Now that’s out of the way, let’s talk about what Dynasty Warriors 8: Empires gets wrong. Firstly, there’s no ‘campaign’ mode per se. There is a mode where you can jump into one of the mainstay skirmishes in the Dynasty Warriors mythos (The Yellow Turban Rebellion, The Battle Of Hefei, The Retreat At Guandu and so on) and swear fealty to a lord, working your way through China in a bid to take over the entire country… but each of these scenarios turns out exactly the same, altering only where your starting patch of land is. What kept us playing was the fairly deep strategy involved in attempting these hostile takeovers: in our first campaign, The Yellow Turban Rebellion, we started by swearing fealty to the ruler of Empire of He Jin, and curried favour by quashing the Yellow Turbans in the first half year (game time is measured in months, with each ‘move’ taking one month). As a reward, we were promoted to a Prefect of the Empire, and given land. Since we were playing as Xiahou Dun right hand solider of Cao Cao of the Wei kingdom we began recruiting officers from around the land that belonged to our sub-sect. Our land began to provide us with soldiers and building resources pretty quickly, and it was soon apparent we were the crux of the He Jin empire…
“We’d annexed three empires, caused another two to begin in-fighting and our peasants loved us. It was time to betray He Jin”
Fast-forward a year and we controlled our own province, with an army of 50,000 separate from our lord. We’d taken four more provinces (the entire north east of the country) and were constantly in conflict with what our lord was ordering us to do. We’d annexed three empires, caused another two to begin in-fighting thanks to the rumours we’d spread, and headhunted the best Wei generals from our enemies. Oh, and our peasants loved us. It was time to betray He Jin.

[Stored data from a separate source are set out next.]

PR #867, opened 2023-07-17
New `--module` option added to the `build-add-dependencies` command

sarao1310:
-----


artifactory/commands/buildinfo/adddependencies.go
```diff
@@ -286,6 +286,9 @@ func (badc *BuildAddDependenciesCommand) savePartialBuildInfo(dependencies []bui
 	populateFunc := func(partial *buildinfo.Partial) {
 		partial.ModuleType = buildinfo.Generic
 		partial.Dependencies = dependencies
+		if badc.buildConfiguration.GetModule() != "" {
```
eyalbe4, line 289: Is this if statement actually needed? Why can't we set the value without having this check first?

eyalbe4 (changes requested):

artifactory/commands/buildinfo/adddependencies.go
sarao1310: Yes, we do. we have been following a specific approach until now, which involves generating a partial with a module ID equal to the build name when the user does not make a module ID selection.
without this if statement, is the user does not select a module ID, the module ID will be an empty string.

PR #880, opened 2023-07-28
Transfer files - Fix `repo snapshot manager` error

eyalbe4:
This fix resolves an issue with the `jf rt transfer-files` command.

The game divvies out gold, materials and men to you and your army on a monthly basis, and though a lot of the depth is hidden behind a stupidly designed UI system and has menus coming out of every conceivable button press, the depth to your strategies is pretty impressive. You get to feel like a real commander, and playing the sleeper agent game like we did is immensely satisfying.

Yes, the game looks like it could have been released on the PS2, and yes, the mechanics are floaty and light and it controls like a cheap remote control airplane, but there’s something to be said of how simply fun the light tactics of the game are. Seeing the map broken up into all these colours and setting out on a campaign to unite them all under your rule is a big task, but once you take a portion of that land for yourself? Well, we got hooked.

Granted, this reviewer is a  Dynasty Warriors apologist and will readily admit that the game isn’t for everyone, but the additional lite-tactics veneer makes up for a lack of depth elsewhere. There’s no English voiceover, for example, which is what a lot of returning players would expect, and it’s a noticeable hole in the Dynasty Warriors experience. The battles have also gotten looser, somehow, with officer clashes relegated to brief, underwhelming encounters and in-battle ‘orders’ doing nothing but confuse the already dizzy AI.

So it’s more of the same, but it’s a bit different. The ‘Empires’ suffix performs as functionally as it has the last four times it’s been slapped on the franchise, but the game’s dwindling combat mechanics, lack of English voiceover and overall slip in production quality is indicative of the series finally starting to suffer budget cuts.

We may have finally overthrown our lovely ruler (he was rather kind) and continued to stomp out any challengers to our rule, but our victory felt empty. It was too easy, we didn’t lose one battle and not one of our bits of land got invaded. We’re sad to say, but maybe it’s finally time Dynasty Warriors stopped coasting and began trying just a little bit harder.